If you drive and work in the caregiving industry, you may be wondering, “How do I protect myself as a nanny, home care worker, or caretaker?” Auto insurance for home care workers, nannies, and caretakers is important; having the right auto insurance coverages will ensure you, your passengers, and your business is protected. Read on to learn more about auto insurance for caregivers.

To start comparison shopping for auto insurance for care workers right away, enter your ZIP code in our free tool above.
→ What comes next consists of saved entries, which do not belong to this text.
PR #672, opened 2021-07-26
Fixes to better handle Omnipod comms optimizations with unreliable comms

itsmojo:
+ Add non-persistent var to denote when to skip comms optimizations
+ Set skipNextCommsOptimization on init or for any error or unexpected
message response to better handle bad comms on restarts and out of range
+ Have updateDeliveryStatus() create an unfinalizedBolus if pod is bolusing
and PodState doesn't have one to handle both types of status responses
+ Have updateDeliveryStatus() set skipNextCommsOptimization when the pod
is bolusing or TB is active & it doesn't match the PodState's status
+ Skip bolus communication optimizations for manual boluses

### DIFF
--- a/OmniKit/PumpManager/PodState.swift
+++ b/OmniKit/PumpManager/PodState.swift
@@ -104,6 +104,8 @@ public struct PodState: RawRepresentable, Equatable, CustomDebugStringConvertibl
     
     public var insulinType: InsulinType
     
+    public var skipNextCommsOptimization: Bool
+
     public init(address: UInt32, piVersion: String, pmVersion: String, lot: UInt32, tid: UInt32, packetNumber: Int = 0, messageNumber: Int = 0, insulinType: InsulinType) {
         self.address = address
         self.nonceState = NonceState(lot: lot, tid: tid)
@@ -121,6 +123,7 @@ public struct PodState: RawRepresentable, Equatable, CustomDebugStringConvertibl
         self.setupProgress = .addressAssigned
         self.configuredAlerts = [.slot7: .waitingForPairingReminder]
         self.insulinType = insulinType
+        self.skipNextCommsOptimization = true // skip any initial comms optimizations
     }
     
     public var unfinishedSetup: Bool {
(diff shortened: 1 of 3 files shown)


OmniKit/PumpManager/PodState.swift
```diff
@@ -104,6 +104,8 @@ public struct PodState: RawRepresentable, Equatable, CustomDebugStringConvertibl
     
     public var insulinType: InsulinType
     
+    public var skipNextCommsOptimization: Bool
```
ps2: Having control-flow variables at this wide scope strikes me as a bad pattern. It creates a situation where the code branches based on whether it is set or not, but the name offers no clue as to *why* the branch is going one way or the other.

State variables should convey something about the state of the program, and describe the state, rather than describing how code should flow. The code can branch in reaction to the state.

Is there some way you can change this to describe the actual state you're wanting to modify behavior for?  I.e. if you want to do something special when the last request errored, it'd be much better to store a variable called `lastRequestErrored`, than a flag called `doSomethingSpecial`.  And then the code can read

```
if lastRequestDidError {
    doSomethingSpecial()
}
```

ps2 (changes requested):
I think I understand now that you're trying to force a getStatus before bolusing in some states, but I'm not sure I understand those states completely. I think that having a "control-flow" variable at PodState scope is making this tough to reason about.

OmniKit/PumpManager/PodState.swift
itsmojo: The original prototype this variable was actually named `lastCommsFailed`. But this variable's use has evolved and it is now set for the following three distinct cases and cleared only upon Loop receiving an expected response:

+ Whenever Loop doesn't receive the expected response for any message it sends
+ Whenever the pod's bolus or temp basal delivery status doesn't match Loop's
+ On Loop app start up

For all of these cases, any pod comms optimizations (i.e., skipping the get status command before a bolus and later skipping the cancel TB command when going from the scheduled basal to a TB) should not be performed for the best/natural behavior in the face of unreliable comms. Thus I thought that using `skipNextCommsOptimization` was a good way to succinctly describe this variable's use (and upon reflection it actually describe the state of the program). If you still don't like the variable name which I decided on after some thought (and with no consultation which I had requested), please suggest a suitable alternate variable name which would encapsulate its various uses/state as I'd like to get this PR to land ASAP. Thanks!

Would a comment on the variable declaration documenting the various places it is used be helpful?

Auto Insurance for Caregivers: How Occupation Can Change Your Rates

If may seem odd that your occupation can affect what you pay for auto insurance, but your job can affect your perceived driving risk. Job-related factors that might influence your driving include:

  • A job that is high-stress
  • A job that requires heavy traveling
  • A job that requires driving at odd hours (such as at night)
  • A job that has frequent, distracting activities (such as phone calls)

All of these job factors can make drivers more prone to accidents. While having a high-risk job doesn’t mean you need to purchase expensive high-risk auto insurance, your rates may change slightly due to caregivers’ driving habits.

For example, a caregiver may be driving with others in a car (a distraction) or driving odd or long hours to clients’ houses. Insurers will take all of the risk factors of being a caretaker into consideration when they set your rates.


Should I tell my insurer if I change jobs?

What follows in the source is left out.